Write out each line of the entries exactly, starting at the first and finishing with the line that contains "posted by @Kokan".

▸ ENTRIES SHOWN:
------------------------------------------------
PR #2742, opened 2019-05-21
Add support for floating point operations

### LINKED ISSUE #2734: Support for operation on floats
> We started to talk about the float issue, how to address it.
_Originally posted by @Kokan in https://github.com/balabit/syslog-ng/pull/1710#issuecomment-341640884_

Some logs I am parsing have a duration as `duration=1m1.802729771s`, I though I could capture the minutes (1) and seconds (1.802729771) in two variables, and then `$(+ $(* $(or ${minutes} 0) 60) ${seconds})`, to discover that the operators can only operate on integers.  So I did some dirty workaround, but operators that act on floats may be better (e.g. for adding 2 such duration).

I may be able to allocate some time to add support for this, but before starting anything, I would like to have some feedback because I see multiple ways to reach this goal, the most straightforward being:

* Change the implementation to always manipulate `gdouble` instead of `gint64`;
* Add a new set of operators dedicated to floating point operations (e.g. `$(+. ${a} ${b})`)

Your feedback is appreciated :wink:

smortex:
This PR is about supporting math expression using floating-point values.  The code is published for review for now, because some decisions might need to be discussed.  I plan to amend the commits to address the issues and comments raised by the syslog-ng community, and remove the `[Do not merge]` tag when I consider the changes to be ready.

Fixes #2734

### DIFF
--- a/modules/basicfuncs/numeric-funcs.c
+++ b/modules/basicfuncs/numeric-funcs.c
@@ -21,11 +21,84 @@
  *
  */
 
+#include <math.h>
+
 typedef gboolean (*AggregateFunc)(gpointer, gint64);
+
+typedef struct _Number
+{
+  enum
+  {
+    Integer,
+    Float
+  } value_type;
+  union
+  {
+    gint64 raw_integer;
+    gdouble raw_float;
+  } value_data;
+} Number;
+
+gdouble
+number_as_double(Number number)
+{
+  if (number.value_type == Float)
+    return number.value_data.raw_float;
+
+  return number.value_data.raw_integer;
+}
+
+gint64
+number_as_int(Number number)
+{
+  if (number.value_type == Integer)
+    return number.value_data.raw_integer;
+
+  return number.value_data.raw_float;
+}
+
+gboolean
+number_is_zero(Number number)
+{
+  if (number.value_type == Integer)
+    return number.value_data.raw_integer == 0;
+
+  return fabs(number.value_data.raw_float) < DBL_EPSILON;
+}
+
+gboolean
+parse_integer_or_float(const char *str, Number *number)
+{
+  if (parse_dec_number(str, &(number->value_data.raw_integer)))
+    {
+      number->value_type = Integer;
+      return TRUE;
+    }
+
+  if (parse_float(str, &(number->value_data.raw_float)))
+    {
+      number->value_type = Float;
+      return TRUE;
+    }
+
+  return FALSE;
+}
+
+void
+format_number(GString *result, Number n)
+{
+  if (n.value_type == Integer)
+    {
+      format_int64_padded(result, 0, ' ', 10, number_as_int(n));
+      return;
+    }
+
+  g_string_append_printf(result, "%.20f", number_as_double(n));
+}
 
 static gboolean
 tf_num_parse(gint argc, GString *argv[],
-             const gchar *func_name, gint64 *n, gint64 *m)
+             const gchar *func_name, Number *n, Number *m)
 {
   if (argc != 2)
     {
@@ -34,7 +107,7 @@ tf_num_parse(gint argc, GString *argv[],
       return FALSE;
     }
 
-  if (!parse_dec_number(argv[0]->str, n))
+  if (!parse_integer_or_float(argv[0]->str, n))
     {
       msg_debug("Parsing failed, template function's first argument is not a number",
                 evt_tag_str("function", func_name),
@@ -42,7 +115,7 @@ tf_num_parse(gint argc, GString *argv[],
       return FALSE;
     }
 
-  if (!parse_dec_number(argv[1]->str, m))
+  if (!parse_integer_or_float(argv[1]->str, m))
     {
       msg_debug("Parsing failed, template function's second argument is not a number",
                 evt_tag_str("function", func_name),
@@ -56,7 +129,7 @@ tf_num_parse(gint argc, GString *argv[],
 static void
 tf_num_plus(LogMessage *msg, gint argc, GString *argv[], GString *result)
 {
-  gint64 n, m;
+  Number n, m, res;
 
   if (!tf_num_parse(argc, argv, "+", &n, &m))
     {
@@ -64,7 +137,18 @@ tf_num_plus(LogMessage *msg, gint argc, GString *argv[], GString *result)
       return;
     }
 
-  format_int64_padded(result, 0, ' ', 10, n + m);
+  if (n.value_type == Integer && m.value_type == Integer)
+    {
+      res.value_type = Integer;
+      res.value_data.raw_integer = number_as_int(n) + number_as_int(m);
+    }
+  else
+    {
+      res.value_type = Float;
+      res.value_data.raw_float = number_as_double(n) + number_as_double(m);
+    }
+
+  format_number(result, res);
 }
 
 TEMPLATE_FUNCTION_SIMPLE(tf_num_plus);
@@ -72,7 +156,7 @@ TEMPLATE_FUNCTION_SIMPLE(tf_num_plus);
 static void
 tf_num_minus(LogMessage *msg, gint argc, GString *argv[], GString *result)
 {
-  gint64 n, m;
+  Number n, m, res;
 
   if (!tf_num_parse(argc, argv, "-", &n, &m))
     {
@@ -80,7 +164,18 @@ tf_num_minus(LogMessage *msg, gint argc, GString *argv[], GString *result)
       return;
     }
 
-  format_int64_padded(result, 0, ' ', 10, n - m);
+  if (n.value_type == Integer && m.value_type == Integer)
+    {
+      res.value_type = Integer;
+      res.value_data.raw_integer = number_as_int(n) - number_as_int(m);
+    }
+  else
+    {
+      res.value_type = Float;
+      res.value_data.raw_float = number_as_double(n) - number_as_double(m);
+    }
+
+  format_number(result, res);
 }
 
 TEMPLATE_FUNCTION_SIMPLE(tf_num_minus);
@@ -88,7 +183,7 @@ TEMPLATE_FUNCTION_SIMPLE(tf_num_minus);
 static void
 tf_num_multi(LogMessage *msg, gint argc, GString *argv[], GString *result)
 {
-  gint64 n, m;
+  Number n, m, res;
 
   if (!tf_num_parse(argc, argv, "*", &n, &m))
     {
@@ -96,7 +191,18 @@ tf_num_multi(LogMessage *msg, gint argc, GString *argv[], GString *result)
       return;
     }
 
-  format_int64_padded(result, 0, ' ', 10, n * m);
+  if (n.value_type == Integer && m.value_type == Integer)
+    {
+      res.value_type = Integer;
+      res.value_data.raw_integer = number_as_int(n) * number_as_int(m);
+    }
+  else
+    {
+      res.value_type = Float;
+      res.value_data.raw_float = number_as_double(n) * number_as_double(m);
+    }
+
+  format_number(result, res);
 }
 
 TEMPLATE_FUNCTION_SIMPLE(tf_num_multi);
@@ -104,15 +210,26 @@ TEMPLATE_FUNCTION_SIMPLE(tf_num_multi);
 static void
 tf_num_div(LogMessage *msg, gint argc, GString *argv[], GString *result)
 {
-  gint64 n, m;
+  Number n, m, res;
 
-  if (!tf_num_parse(argc, argv, "/", &n, &m) || !m)
+  if (!tf_num_parse(argc, argv, "/", &n, &m) || number_is_zero(m))
     {
       g_string_append_len(result, "NaN", 3);
       return;
     }
 
-  format_int64_padded(result, 0, ' ', 10, n / m);
+  if (n.value_type == Integer && m.value_type == Integer)
+    {
+      res.value_type = Integer;
+      res.value_data.raw_integer = number_as_int(n) / number_as_int(m);
+    }
+  else
+    {
+      res.value_type = Float;
+      res.value_data.raw_float = number_as_double(n) / number_as_double(m);
+    }
+
+  format_number(result, res);
 }
 
 TEMPLATE_FUNCTION_SIMPLE(tf_num_div);
@@ -120,15 +237,26 @@ TEMPLATE_FUNCTION_SIMPLE(tf_num_div);
 static void
 tf_num_mod(LogMessage *msg, gint argc, GString *argv[], GString *result)
 {
-  gint64 n, m;
+  Number n, m, res;
 
-  if (!tf_num_parse(argc, argv, "%", &n, &m) || !m)
+  if (!tf_num_parse(argc, argv, "%", &n, &m) || number_is_zero(m))
     {
       g_string_append_len(result, "NaN", 3);
       return;
     }
 
-  format_uint64_padded(result, 0, ' ', 10, n % m);
+  if (n.value_type == Integer && m.value_type == Integer)
+    {
+      res.value_type = Integer;
+      res.value_data.raw_integer = number_as_int(n) % number_as_int(m);
+    }
+  else
+    {
+      res.value_type = Float;
+      res.value_data.raw_float = fmod(number_as_double(n), number_as_double(m));
+    }
+
+  format_number(result, res);
 }
 
 TEMPLATE_FUNCTION_SIMPLE(tf_num_mod);
--- a/modules/basicfuncs/numeric-funcs.c
+++ b/modules/basicfuncs/numeric-funcs.c
@@ -261,6 +261,87 @@ tf_num_mod(LogMessage *msg, gint argc, GString *argv[], GString *result)
 
 TEMPLATE_FUNCTION_SIMPLE(tf_num_mod);
 
+static void
+tf_num_round(LogMessage *msg, gint argc, GString *argv[], GString *result)
+{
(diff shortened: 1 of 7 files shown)


kira-syslogng:
do nothing -> CI won't start)

kira-syslogng:
do nothing -> CI won't start)

modules/basicfuncs/numeric-funcs.c
```diff
@@ -21,11 +21,66 @@
...
+
+struct value
+{
+  int value_type;
+  union
+  {
+    gint64 gint64;
+    gdouble gdouble;
+  } value_data;
+};
```
smortex: `value` is an awful name.  Any suggestion for a better name is welcome :wink:, the idea here is to be able to distinguish if we parsed and integer or a float, and store the value in an easy to manipulate format.

Kokan:
@kira-syslogng ok to test

kira-syslogng:
Build FAILURE

kira-syslogng:
Build SUCCESS

kira-syslogng:
Build SUCCESS

Kokan:
@smortex I brough up this feature to the team, and we want to discuss it. It may take some time, but I hope not later than next Wednesday.

smortex:
Sure, thanks you for taking care of it!  I started "the easy way" and I guess a lot of topics will be raised, such as:

* should `sum`, `minimum`, `maximum` & co be updated to support floats;
* should the system be reworked to minimize the impact of roundings when the result of an operation is used in another operation;
* etc.

Maintainers of the project can push commits to my branch, feel free to do so, but please send me a heads-up in this case so that I do not `git push -f` and loose your changes unexpectedly :wink:

modules/basicfuncs/numeric-funcs.c
```diff
@@ -21,11 +21,66 @@
...
+{
+  if (parse_dec_number(str, &(value->value_data.gint64)))
+    value->value_type = VALUE_TYPE_GINT64;
+  else if (parse_float(str, &(value->value_data.gdouble)))
+    value->value_type = VALUE_TYPE_GDOUBLE;
+  else
+    return FALSE;
+
+  return TRUE;
+}
```
Kokan: [optional]
```c
gboolean
parse_value(const char *str, struct value *value)
{
  if (parse_dec_number(str, &(value->value_data.gint64))) 
   {
       value->value_type = VALUE_TYPE_GINT64;
       return TRUE;
    }

 if (parse_float(str, &(value->value_data.gdouble)))
   {
       value->value_type = VALUE_TYPE_GDOUBLE;
       return TRUE;
    }

  return FALSE;
}
```

modules/basicfuncs/numeric-funcs.c
```diff
@@ -56,83 +111,204 @@ tf_num_parse(gint argc, GString *argv[],
...
-  format_int64_padded(result, 0, ' ', 10, n + m);
+  if (n.value_type == VALUE_TYPE_GINT64 && m.value_type == VALUE_TYPE_GINT64)
+    {
+      format_int64_padded(result, 0, ' ', 10, value_as_int(n) + value_as_int(m));
+    }
+  else
+    {
+      gdouble res = value_as_double(n) + value_as_double(m);
+      g_string_append_printf(result, "%f", res);
+    }
```
Kokan: Please extract this part into a function (as used in many places) like `format_number`.

modules/basicfuncs/numeric-funcs.c
```diff
@@ -56,83 +111,204 @@ tf_num_parse(gint argc, GString *argv[],
...
+  if (!parse_value(argv[0]->str, &n))
+    {
+      msg_debug("Parsing failed, template function's first argument is not a number",
+                evt_tag_str("function", "round"),
+                evt_tag_str("arg1", argv[0]->str));
+      g_string_append_len(result, "NaN", 3);
+      return;
+    }
+
+  g_string_append_printf(result, "%ld", (gint64) round(value_as_double(n)));
```
Kokan: Please use `format_int64_padded` instead of printf.

modules/basicfuncs/numeric-funcs.c
```diff
@@ -56,83 +111,204 @@ tf_num_parse(gint argc, GString *argv[],
...
+  if (!parse_value(argv[0]->str, &n))
+    {
+      msg_debug("Parsing failed, template function's first argument is not a number",
+                evt_tag_str("function", "ceil"),
+                evt_tag_str("arg1", argv[0]->str));
+      g_string_append_len(result, "NaN", 3);
+      return;
+    }
+
+  g_string_append_printf(result, "%ld", (gint64) ceil(value_as_double(n)));
```
Kokan: Please use `format_int64_padded` instead of printf.

modules/basicfuncs/numeric-funcs.c
```diff
@@ -56,83 +111,204 @@ tf_num_parse(gint argc, GString *argv[],
...
+  if (!parse_value(argv[0]->str, &n))
+    {
+      msg_debug("Parsing failed, template function's first argument is not a number",
+                evt_tag_str("function", "floor"),
+                evt_tag_str("arg1", argv[0]->str));
+      g_string_append_len(result, "NaN", 3);
+      return;
+    }
+
+  g_string_append_printf(result, "%ld", (gint64) floor(value_as_double(n)));
```
Kokan: Please use `format_int64_padded` instead of printf.

modules/basicfuncs/tests/test_basicfuncs.c
```diff
@@ -219,6 +219,19 @@ Test(basicfuncs, test_numeric_funcs)
...
+  assert_template_format("$(/ 3 2)", "1");
+  assert_template_format("$(/ 3.0 2)", "1.500000");
+  assert_template_format("$(/ 3 2.0)", "1.500000");
+  assert_template_format("$(* 1.5 2.0)", "3.000000");
+  assert_template_format("$(% 3.14 0.7)", "0.340000");
+
+  assert_template_format("$(round 2.0)", "2");
+  assert_template_format("$(round 0.5)", "1");
+  assert_template_format("$(floor 0.7)", "0");
+  assert_template_format("$(ceil 0.2)", "1");
```
Kokan: [optional]
Could you please extend the UT test set with scientific notation number parsing cases. Like `$(+ 1e-1 0)` (it already supports those).

Kokan:
I tried to summarise the result of that conversation:

A short summary of the discussion about this topic:
===

## Re/defining the arithmetic operations:

The way how operation should be defined: like the one you proposed in your PR, the one in the issue( new operations for float).
The conclusion on that was that your proposal is the solution we want to have. (Mainly because of the next point, and because it is natural on some level.)

## Impact on current configurations

With your version it is not an issue, as float was not supported before and operations with float resulted invalid/unwanted result (like *NaN*)

## Storage method/1

There is a recurring idea that nv-pairs should have more sophisticated way to store different types (other then the string representation).
This discussion was halted as it is kinda complex, and that would explode the work needed to be done now (also could be splitted as well).

## Storage method/2

Your proposal stores the float in a string representation. (this is somewhat connected to the next topic)
That introduces a precision syslog-ng could handle, which must be defined and compatible what *float*/*double* precision could do.


## Operations error propagation

A brief discussion about the errors each operation could introduce, or just the converting into string.
The conclusion on this was that syslog-ng is not a scientific tool, and as such the error propagation is a best effort basis.
Meaning if some issue raises on the matter, we can open a discussion to solve or state that won't solve such an issue;
as likely such discussion will never come up.

# What it means for this PR:

* The way you defined the operation extension is OK
* The precision/storage need some improvement

modules/basicfuncs/numeric-funcs.c
```diff
@@ -56,83 +111,204 @@ tf_num_parse(gint argc, GString *argv[],
...
 
-  format_int64_padded(result, 0, ' ', 10, n - m);
+  if (n.value_type == VALUE_TYPE_GINT64 && m.value_type == VALUE_TYPE_GINT64)
+    {
+      format_int64_padded(result, 0, ' ', 10, value_as_int(n) - value_as_int(m));
+    }
+  else
+    {
+      gdouble res = value_as_double(n) - value_as_double(m);
+      g_string_append_printf(result, "%f", res);
```
Kokan: Regarding the precision, while the `double` could hold a nice range. Saving that into that as string has impact on memory usage. It would be really nice to know the usecases it could come up.

I would suggest an arbitrary number to be 20 fractal digit.
This is based on assumption that *float* is used for time (like fraction of seconds), and the current limitation of such measurement according to wikipedia is somewhere near the `10e-17` range. [Atomic clock](https://en.wikipedia.org/wiki/Atomic_clock#Secondary_representations_of_the_second)
Note: this is a really big reduction specially for `double`, but keep in mind that each new digit is stored as string
I am happy with other values, this is more like a conversation starter.

What precision would you suggest ?

smortex: My use case is related to milliseconds.  Because of the roundings, I assumed a 6 digits precision was okayish (as you say, syslog-ng is not a scientific tool), but for sure, more precision is probably better and 20 digits seems a reasonable choice.

modules/basicfuncs/tests/test_basicfuncs.c
smortex: Sure, will use `5e-1` because, you know IEEE-754 cannot represent a lot of numbers with 20 digits precision: actual=0.10000000000000000555, expected=0.10000000000000000000 :smile:

smortex:
I added a bunch of commits to fix the reported issues (many thanks, the level of details is just perfect!).

In order to make reviewing easier, I have not touched previous commits, and will only squash them when you are okay with it.

kira-syslogng:
Build SUCCESS

smortex:
@Kokan, just to be sure, can you please confirm that your approval has value of "ok for squashing the commits and moving on to the next step"?

Kokan:
@smortex yes for the squash; but if by next step you mean merging the PR, then no. as that requires at least two approver.

smortex:
Sure! By "next step" I meant further work on the PR ;-)

smortex:
I reordered the commits, fixed and squashed the commits after rebasing on top of the master branch.  I pushed the two modified commits one by one in order to trigger two builds.  Let's see how is goes :wink:

kira-syslogng:
Build SUCCESS

smortex:
CI on Travis-CI fails on OSX because unit tests are disabled.  This seems to be caused by criterion not being installed in a previous stage of the build.  Transient failure?

Kokan:
Yes, after restarting that is usually fixed. Sometimes brew cannot install criterion :/

smortex:
Cool!  Thank you for re-triggering the build.

Do you think that I should add a way to ask `round` to accept an optional argument (defaulting to 0) for setting the precision in decimal digits:

```
(round 2.123456)   #=> "2"
(round 2.123456 3) #=> "2.123"
```

I am thinking that making it possible to have an integer or a float with 20 decimal digits is maybe a bit restrictive for some use cases (in my case, I manipulate data with 3 digits precision, so it does not make sense to have more than 3 digits in my final result)?

Kokan:
I agree on supporting the number of digit precision for `round`, and as well with the default to 0.
I would say it is fine to expand this PR until your usecase is completely covered; unless you want/could split this PR up into smaller chunks that make sense. In this case I would include the change regarding to `round`.

kira-syslogng:
Build FAILURE

smortex:
Thanks!  I added the optional precision argument to round, and reached a complete coverage of my use-case.

kira-syslogng:
Build SUCCESS

kira-syslogng:
Build SUCCESS

kira-syslogng:
Build SUCCESS

modules/basicfuncs/tests/test_basicfuncs.c
```diff
@@ -219,6 +219,23 @@ Test(basicfuncs, test_numeric_funcs)
...
+  assert_template_format("$(- -1.5 .25)", "-1.75000000000000000000");
+  assert_template_format("$(/ 3 2)", "1");
+  assert_template_format("$(/ 3.0 2)", "1.50000000000000000000");
+  assert_template_format("$(/ 3 2.0)", "1.50000000000000000000");
+  assert_template_format("$(* 1.5 2.0)", "3.00000000000000000000");
+  assert_template_format("$(% 3.14 0.7)", "0.34000000000000030198");
+
+  assert_template_format("$(+ 5e-1 0)", "0.50000000000000000000");
+
+  assert_template_format("$(round 2.0)", "2");
```
Kokan: [optional] I would extend the testcase with
```c
assert_template_format("$(round 2 -1)", "NaN");
assert_template_format("$(round 2 21)", "NaN");
assert_template_format("$(round 2 0)", "2");
assert_template_format("$(round 2 20)", "2.00000000000000000000");
```

modules/basicfuncs/numeric-funcs.c
```diff
@@ -56,83 +137,248 @@ tf_num_parse(gint argc, GString *argv[],
...
+                evt_tag_str("arg1", argv[0]->str));
+      g_string_append_len(result, "NaN", 3);
+      return;
+    }
+
+  if (argc > 1)
+    {
+      if (!parse_dec_number(argv[1]->str, &precision))
+        {
+          msg_error("Parsing failed, template function's second argument is not a number",
```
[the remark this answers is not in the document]
smortex: Oops, this was completely unintentional, the rest of the code use `msg_debug()`, I guess I copy-pasted some code too far away and did not see that the function was not the same :confused:

modules/basicfuncs/numeric-funcs.c
```diff
@@ -21,11 +21,92 @@
...
+
+  g_string_append_printf(result, "%.20f", number_as_double(n));
+}
+
+void
+format_number_with_precision(GString *result, Number n, unsigned int precision)
+{
+  char format[6];
+  snprintf(format, sizeof(format), "%%.%df", precision);
+  g_string_append_printf(result, format, number_as_double(n));
```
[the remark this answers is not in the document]
smortex: I realized this after committing my first batch of changes, and amended this old code.

modules/basicfuncs/numeric-funcs.c
```diff
@@ -87,19 +106,24 @@ parse_integer_or_float(const char *str, Number *number)
...
+      if (n.value_type == Integer)
+        {
+          format_int64_padded(result, 0, ' ', 10, number_as_int(n));
+          return;
+        }
+
+      /*
+       * This special case is required because:
+       * round(0.5)          #=> 1
+       * printf("%.0f", 0.5) #=> 0
```
smortex: I am still investigating the reason of this, and hope to simplify this code when I fully understand what is going on here.

smortex:
I added a bunch of commit that address the problems you spotted.  Thanks!

kira-syslogng:
Build FAILURE

modules/basicfuncs/numeric-funcs.c
smortex: The [POSIX specification of the 'f' format string](https://pubs.opengroup.org/onlinepubs/009695399/functions/fprintf.html) says (emphasis by myself):

> f, F
>     The double argument shall be converted to decimal notation in the style "[-]ddd.ddd", where the number of digits after the radix character is equal to the precision specification. If the precision is missing, it shall be taken as 6; if the precision is explicitly zero and no '#' flag is present, no radix character shall appear. If a radix character appears, at least one digit appears before it. **The low-order digit shall be rounded in an implementation-defined manner.**

So le'ts use `round(3)` when possible, and rely on the implementation-defined rounding otherwise.

smortex: Do you have an opinion about this?

1) Is this okay as it is currently?
2) Should we always round using %f (that is the test suite needs to be updated because 0.5 is rounded to 0)?
3) Should we always use round(3) (mutiply the number by 10^precision, do the rounding, divide by 10^precision and display this result with %f and precision digits)?

More and more I think 3 is the best way to go because of the consistency of the roundings, but 1 is ways more simple and maybe acceptable for a logging software. 2 is hybrid and inconsistent, so maybe it's the worst possibility.

What do you think?

kira-syslogng:
Build FAILURE

modules/basicfuncs/numeric-funcs.c
Kokan: I can agree on the 3rd option, as precision cannot be a conserve while it is limited to 20 digits from the 300 something `gdouble` has, in addition to the reasons you wrote.

Kokan: I left a note for the wip patch you linked.

Kokan:
@smortex please feel free to fixup the changes in the next step (if you agree with my comment on your commit), and from my side it is good to go.

kira-syslogng:
Build SUCCESS

smortex:
Thanks @Kokan I squashed the last commits into a single one.  It looks like the "default" kira build fails, but I cannot access the system.  Is there something I can fix myself?

Kokan:
@smortex please ignore the *default* kira.

bazsi:
That job is work in progress, so ignore it please. I have disabled it for
now.

Kókai Péter <notifications@github.com> ezt írta (időpont: 2019. jún. 6., Cs
23:05):

Kokan:
@kira-syslogng reteset this please
(@smortex I'll do some stuff here to make default green)

Kokan:

kira-syslogng:
Build FAILURE

Kokan:

kira-syslogng:
Build SUCCESS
------------------------------------------------
▸ PROBLEM SOLUTION:
PR #2742, opened 2019-05-21
Add support for floating point operations

### LINKED ISSUE #2734: Support for operation on floats
> We started to talk about the float issue, how to address it.
_Originally posted by @Kokan in https://github.com/balabit/syslog-ng/pull/1710#issuecomment-341640884_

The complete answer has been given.